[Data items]
╭──
PR #115, opened 2026-09-03
Official Task Variations (3/3): Add Official AlpacaEval, Arena-Hard, and MT-Bench Tasks

kargibora:
This PR is stacked on #113. It adds the official AlpacaEval, Arena-Hard, and MT-Bench task protocols.

## Problem

The existing task names used JudgeArena defaults rather than the original benchmark protocols. This made it difficult to reproduce official results or compare a JudgeArena run with the upstream benchmark.

## Canonical tasks

The canonical task names now use the official defaults:

| Task | Default protocol |
|---|---|
| `alpaca-eval` | Pinned AlpacaEval 2.0 data, `gpt4_1106_preview` baseline, official prompt, random answer order, first-token logprobs, and official length-controlled scoring |
| `arena-hard-v0.1` | Official v0.1 data and baseline, official verdict prompt, both answer orders, and official weighted scoring |
| `arena-hard-v2.0` | Official v2.0 data, category-specific baselines and prompts, both answer orders, and judge-specific style-controlled scoring |
| `mt-bench` | Pinned FastChat questions and references, `gpt-3.5-turbo` baseline, FastChat pairwise prompt, and both answer orders |

Normal runtime options can still override model and generation settings.

## JudgeArena variants

The existing JudgeArena protocols remain available under explicit names:

| Task | Protocol |
|---|---|
| `alpaca-eval-ja` | JudgeArena prompt, fixed answer order, pairwise win rate, and JudgeArena length-controlled win rate |
| `arena-hard-v0.1-ja` | JudgeArena prompt, fixed answer order, and pairwise win rate |
| `arena-hard-v2.0-ja` | Official v2.0 data and category baselines with the JudgeArena prompt, fixed answer order, and pairwise win rate |

These are separate protocols rather than aliases for the canonical tasks.

## Implementation

- Add the official AlpacaEval length-controlled metric.
- Add the official Arena-Hard v0.1 weighted metric.
- Add the official Arena-Hard v2 style-controlled metric and packaged calibration data.
- Put data sources, revisions, baselines, prompts, generation settings, and metric parameters in task YAML.
- Reuse the existing JudgeArena table adapter for AlpacaEval.
- Keep the native Arena-Hard adapter for its versioned JSONL and nested answer formats.
- Use the shared battle-dataframe and metric interfaces from #113.
- Route MT-Bench through its FastChat-compatible prompt and judging path.
- Require an OpenRouter provider that supports top logprobs when a task requests them.

The Arena-Hard sources contain:

- v0.1: 500 instructions, 37,510 outputs, and 76 models
- v2.0: 750 instructions, 22,496 outputs, and 30 models

## Parsed judge output

The official parsers use the structured parser result introduced in #108:

- AlpacaEval stores the normalized preference, emitted `m` or `M` label, and the relevant raw token logprobs.
- Arena-Hard stores the graded preference and final normalized verdict, such as `A>B` or `A>>B`.

Metrics continue to receive the canonical numeric `pref` column.

## Protocol constraints

AlpacaEval requires first-token top logprobs. Responses without them remain unparsed; textual labels are not used as a fallback. If every preference is missing, the metric is saved as unavailable.

Arena-Hard v2 style control is judge-specific. The packaged calibration supports `gpt-4.1` and `gemini-2.5` with their required settings. Other judges need their own calibration data. `arena-hard-v2.0-ja` remains available for pairwise evaluation with arbitrary judges.

## Tests

The tests cover task configuration, dataset normalization, prompt and parser behavior, official numerical results, Arena-Hard calibration, MT-Bench integration, OpenRouter capability routing, and package contents.

```bash
uv run pytest -q tests
```

Result: `359 passed` locally.

### Raw diff

Relative to #113 at `6a42472`. Parent changes are excluded. Pre-existing tests are restored; remaining test reductions apply only to stack-added coverage.

|---|---:|---:|---:|
| Production Python | 1,284 | 128 | 1,412 |
| Tests | 804 | 125 | 929 |
| Task YAML, prompts, docs, packaging | 237 | 45 | 282 |
| **Total** | **2,325** | **298** | **2,623** |

```
 ┌─────────────────────────┬───────────────┐
 │ Type of change          │ Estimated LoC │
 ├─────────────────────────┼───────────────┤
 │ New implementation      │ 1,095–1,120   │
 ├─────────────────────────┼───────────────┤
 │ Moved or extracted code │ 45–70         │
 ├─────────────────────────┼───────────────┤
 │ Small refactors         │ 5–10          │
 ├─────────────────────────┼───────────────┤
 │ Removed implementation  │ 55–65         │
 └─────────────────────────┴───────────────┘
```


judgearena/benchmarks/mt_bench/fastchat_compat.py
```diff
@@ -26,18 +26,6 @@
 from judgearena.prompts.registry import DEFAULT_JUDGE_PROMPT_PRESET
 from judgearena.utils import strip_thinking_tags
 
-FASTCHAT_TEMPERATURE_CONFIG: dict[str, float] = {
```
kargibora, line 29: Moved it into the task definition

judgearena/datasets/pairwise.py
```diff
@@ -36,8 +36,13 @@ def __post_init__(self) -> None:
                 f"Pairwise model outputs are missing canonical columns: {missing}."
             )
 
-    def model_completion(self, model: str) -> pd.Series | None:
-        """Return model completions aligned to the instruction index."""
+    def model_completion(
+        self,
+        model: str,
+        *,
+        instruction_ids: pd.Index | None = None,
```
kargibora, line 43: We need `instruction_ids` because some official protocol asks for filtered instructions and groups to judge different prompts with different configurations

judgearena/evaluate.py
```diff
@@ -281,14 +281,12 @@ def _none_to_nan(x):
...
-            n_no_logprobs = sum(1 for a in ann_list if a.judge_top_logprobs is None)
+            n_no_logprobs = sum(1 for a in ann_list if not a.judge_top_logprobs)
             if n_no_logprobs:
-                logger.warning(
-                    "%d/%d judge responses returned no logprobs (%s) — falling "
-                    "back to discrete token parsing for those.",
-                    n_no_logprobs,
-                    len(ann_list),
-                    label,
+                raise ValueError(
```
kargibora, line 288: Should we skip or give warning or raise a `ValueError` here?

judgearena/models.py
```diff
@@ -707,6 +710,12 @@ def make_model(model: str, max_tokens: int | None = 8192, **engine_kwargs):
         # advertise the OpenRouter-native max_tokens parameter instead.
         extra_body = dict(openai_kwargs.pop("extra_body", {}) or {})
         extra_body["max_tokens"] = openai_kwargs.pop("max_tokens")
+        if top_logprobs is not None:
+            # OpenRouter may otherwise route individual requests through
+            # providers that silently omit requested logprobs.
+            provider = dict(extra_body.get("provider", {}) or {})
+            provider["require_parameters"] = True
```
kargibora, line 717: without this, some provider does not return `logprobs` and hence, these backends can be used during API routing which fails the pipeline

judgearena/benchmarks/pairwise/scoring/arena_hard_v20_calibration.csv.gz
ErlisLushtaku, line 1: Is this intentional?

judgearena/config.py
```diff
@@ -420,6 +420,18 @@ def _validate(self) -> RunConfig:
             )
 
         protocol = resolved_task.spec.protocol
+        task_generation = getattr(protocol, "generation", None)
```
ErlisLushtaku, line 423: The task defaults added here leave `generation.truncate_all_input_chars` at the generic 8192. The pinned Arena-Hard data has 2 v0.1 prompts and 15 v2.0 prompts over that limit, up to 27,586 chars, while upstream passes the full question to generation. Could official tasks set this default to `None`? Otherwise newly generated candidate answers use truncated prompts on those rows.

judgearena/benchmarks/pairwise/scoring/arena_hard.py
```diff
@@ -0,0 +1,525 @@
...
+class ArenaHardV01Metric:
+    """Official Arena-Hard v0.1 weighted score and uncertainty."""
+
+    def calculate(self, battles: pd.DataFrame) -> dict[str, object]:
+        _, ci_low, ci_high = _confidence_interval(
+            battles,
+            lower_quantile=V01_CI_LOWER_QUANTILE,
+            upper_quantile=V01_CI_UPPER_QUANTILE,
+            seed=42,
+            require_complete_pairs=False,
```
ErlisLushtaku, line 463: Upstream drops the whole judgment when either of the two games is missing [here](https://github.com/lmarena/arena-hard-auto/blob/196f6b826783b3da7310e361a805fa36f0be83f3/show_result.py#L30-L33), while `require_complete_pairs=False` keeps the parseable orientation. I think v0.1 should require complete pairs as well, otherwise one-sided parse failures change the official score.

judgearena/benchmarks/pairwise/scoring/arena_hard_v20_calibration.csv.gz
kargibora: Yes, arena hard uses some pre-defined CSV file to configure their scoring. Perhaps we can avoid having this `.csv` but should put these data somehow if we want true replication

judgearena/config.py
kargibora: Yes this is fair. I will fix it

judgearena/benchmarks/pairwise/scoring/arena_hard.py
kargibora: I will take a look at v0.1 but thanks for catching this

judgearena/benchmarks/pairwise/scoring/arena_hard_v20_calibration.csv.gz
ErlisLushtaku: Can this be regenerated or is it fixed?

judgearena/benchmarks/pairwise/scoring/arena_hard.py
kargibora: It seems 2024 version of Arena-Hard retains the other verdict while newer version (2025) drops the question if a verdict is missing. What to do here?

ErlisLushtaku: I see, then I think we should leave this as is so each version follows its corresponding upstream implementation.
╰──
Only lines containing "stores" belong in the answer; copy every such line from the records.

__Response to the task__.
- AlpacaEval stores the normalized preference, emitted `m` or `M` label, and the relevant raw token logprobs.
- Arena-Hard stores the graded preference and final normalized verdict, such as `A>B` or `A>>B`.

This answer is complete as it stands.